By March 7, most of our customers were back online with backups restored. They lost one day of progress because we only run scheduled backups once per day. Sadly, some of our customers did not have automatic scheduled backups, so they lost all of their data. This was very upsetting for us.
One major oversight was not automatically enabling backup schedules for our customers, despite it being included at no extra cost. The customer would have to manually set what days they’d like the backup to be taken. Generally, we consider ourselves thorough with backups, but this time, we fell short.
Looking back, we believe this could have been avoided if we had handled things differently. As of today, we are implementing changes to ensure it does not happen again.
Later, our developer identified the the root cause of the issue to be caused by a critical bug in Ceph Squid 19.2.
The bug triggered when adding new OSD’s and when there existed an Erasure Encoding pool. We also see other people in the past 1-2 weeks have experienced similar issues.
We are now 100% confident that this will not happen again since we moved everything away from Erasure Encoding 4 + 2 to Replication-3 for redundancy.

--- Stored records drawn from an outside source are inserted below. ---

PR #476, opened 2016-09-22
CSV download issue

batemapf:
This change is complementary to #465 and  moves CSV reports (views, serializers, tests, and URL confs) to the /reports/ route which is behind the cloud.gov UAA authentication system. Users who consume these reports can do so after authenticating into Tock as usual.

Users getting JSON data can hit the /api/ route with a token.

Tip of the hat to @annalee for encouraging me to do this the _right_ way :-).

### DIFF
--- a/tock/api/tests.py
+++ b/tock/api/tests.py
@@ -24,7 +24,6 @@ from django.test.client import Client
 from rest_framework.test import APIClient
 
 # common client for all API tests
-
 def client(self):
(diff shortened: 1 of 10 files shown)


annalee:
We'll want to email our ops users to let them know the links are changing, in case any of them have the csv links bookmarked directly.

batemapf:
👍

Issue #474, opened 2016-09-21
Document the API


adelevie:
cc @rememberlenny

jessieay:
see https://github.com/18F/tock/issues/458 as well :)

adelevie:
oh nice! lotta good info there!

batemapf:
updated README in latest [commit](https://github.com/18F/tock/commit/30dce2c000606d77d43fa888ce37e6f6811003a0#diff-04c6e90faac2675aa89e2176d2eec7d8)

adelevie:
Looking better, but the HTTP request methods and response schema/samples should also be here ... loving the progress!

PR #481, opened 2016-09-23
Api docs

batemapf:
@adelevie mind taking a look at these and letting me know if this is sufficient to address #474?


adelevie:
looks sweet! squash the commits!!!

PR #482, opened 2016-09-23
Re-do: replace ruby sass with node-sass

### LINKED ISSUE #436: Replace Ruby Sass with Node implementation

### LINKED ISSUE #439: Remove built assets (CSS) from git; build before deploying
This is a follow-up to #437. I confirmed with the Chrome dev tools that the CSS was being built and served fresh by the app whenever I changed the source files. But, as @jseppi points out, it's not ideal to have built CSS files (or their source maps) in git, because that can quickly lead to merge conflicts if more than one person modifies the source files in their respective branches. So, we need to do the following:

- [ ] Remove the built [CSS file(s)](https://github.com/18F/tock/tree/master/tock/tock/static/css) from git
- [ ] Ensure somehow that the CSS files are built before (or as part of) deployment
- [ ] Maybe move deployment over to Travis so that we can script the build and always deploy from a fresh environment with passing tests?

That second one and third are not currently in my wheelhouse because I haven't deployed the app in a very long time and don't know if it's possible to add build steps to either our [deploy script](https://github.com/18F/tock/blob/master/deploy.sh) (which is a year old and doesn't appear to be in use anymore) or the push to CF. A little help here, @annalee @batemapf?

batemapf:
This PR does a couple of things:

1. Fix #436 by removing the ruby sass stuff from the main docker build and replacing the `sass` container with a Node image that does the building
1. Fix #439 by removing the built CSS and source maps from git. They're now built by the docker container _and_ by the deploy scripts
1. Build CSS on Travis, because why not?


batemapf:
looks good on staging! merging :shipit:

PR #488, opened 2016-09-26
[WIP] Hours health status

batemapf:


batemapf:
for now, displays:

screen shot 2016-09-26 at 5 55 31 pm

annalee:
I think we want to track this information on a separate page, somewhere in the utilization space, rather than on time cards. On time cards, it's going to read as pressure to get people to tock a certain way, which isn't what we want.

PR #477, opened 2016-09-22
Upgrade CSV reporting and API tweaks

batemapf:
The commits on this PR make the following changes to the way data comes out of Tock:

1. Updates CSV reports;
2. Adds links to updated reports in templates;
3. Updates associated testing, including creation of fixture file for the UserData model; and 
4. Removes pagination per #484 for all API / report views.

Issue #487, opened 2016-09-26
My employee report graph is empty


hollyallen:
When I view my individual tock report, the graph is empty:

![screen shot 2016-09-26 at 2 38 52 pm](https://cloud.githubusercontent.com/assets/3476681/18852827/1cf5c8da-83f7-11e6-9939-c84734db7b22.png)

batemapf:
Please check it out now. Should be fixed!

hollyallen:
Confirmed!

PR #489, opened 2016-09-26
Fix missing chart data

batemapf:
Updating template to comply with changes to where CSV's live via #477.


batemapf:
to address #487

Issue #486, opened 2016-09-26
Still cannot see other employee reports


hollyallen:
Although #218 is marked as closed, I receive a 403 error when viewing another user's report.

batemapf:
Strange. Would you mind dropping in your target URL that is returning the 403?

hollyallen:
for example: https://tock.18f.gov/employees/patrick.bateman/

batemapf:
being addressed in #492 :-)

batemapf:
ok #492 is merged and live. enjoy!

hollyallen:
Yay, I can see other people's tock data now! Excited as only a manager can be.

batemapf:
If there are additional slices / views of employee data that you would be interested in seeing as a manager, don't hesitate to file an issue 😄

PR #492, opened 2016-09-27
Allow access to user detail

batemapf:
To address #218 and #486. 

Earlier resolution of #218 failed due to the retention of view-level permission (requiring either the requesting user be a superuser or requesting their own information). This PR addresses this issue as follows:

1. Creates a new employee detail view from the generic DetailView class that is accessible to all authenticated users;
2. Delivers this view via a new template, user_detail.html, which contains the same information from user_form.html (via UserFormView), but in static / non-editable form. [1]
3. The pre-existing UserFormView retains its permission requirement (superuser or self).
4. Testing added for new view.
5. Added new URL conf for user_detail.html and related view.
6. Updated logic on user_list.html to display one set of URLs (`/employees/f_name.last_name` for regular users; `/employees/e/f_name.last_name` for self or superusers).

_[1] The new template only displays the `end_date` attribute (employment end date) if one exists._

### DIFF
--- a/tock/employees/tests/test_models.py
+++ b/tock/employees/tests/test_models.py
@@ -20,6 +20,12 @@ class UserDataTests(TestCase):
         userdata.save()
         self.token = Token.objects.create(user=self.regular_user)
 
+    def test_string_method(self):
+        """Check that string method override works correctly."""
+        userdata = UserData.objects.get(user=self.regular_user)
+        expected_string = str(userdata.user.username)
+        self.assertEqual(expected_string, str(userdata))
+
     def test_user_data_is_stored(self):
         """ Check that user data was stored correctly """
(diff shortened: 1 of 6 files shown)


batemapf:
ok @annalee this one is ready for 👀 . functionality may be seen on staging, e.g.:

not self or superuser view: https://tock-staging.fr.cloud.gov/employees/3eae06.p4ytug/ 
self or superuser form view: https://tock-staging.fr.cloud.gov/employees/e/3eae06.p4ytug/

and updated user_list.html is: https://tock-staging.fr.cloud.gov/employees/. since you are a superuser in the stagingdb, all of your URLs will be of the `employees/e/...` variety.

annalee:
:shipit:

Additionally, to prevent such a bug from ever happening again going forward we’ll always stay one major version behind. if the current version is 19.2.1, we’ll stay at 18.2.4 until version 20 is released, only then do we upgrade to version 19.X. This should allow more time for the “new” version to be battle tested by others first.
I am truly sorry about this entire situation—customers lost data due to our failure, and it was compounded by not having automatic backups enabled. We know how awful it would feel if our own vital data was lost.
Going forward, we will hire consultants for every change we make to our cluster. We have already reached out to Croit (https://www.croit.io/solutions/ceph-storage-solution) to sign a contract. Our team will receive training, and we plan to have third-party SLA agreements for emergency support.
We fully understand that as a customer, you may be angry and feel the damage is already done. We are deeply sorry. We’re taking every step possible to strengthen our procedures so nothing like this happens again, and we remain committed to providing a reliable storage solution moving forward.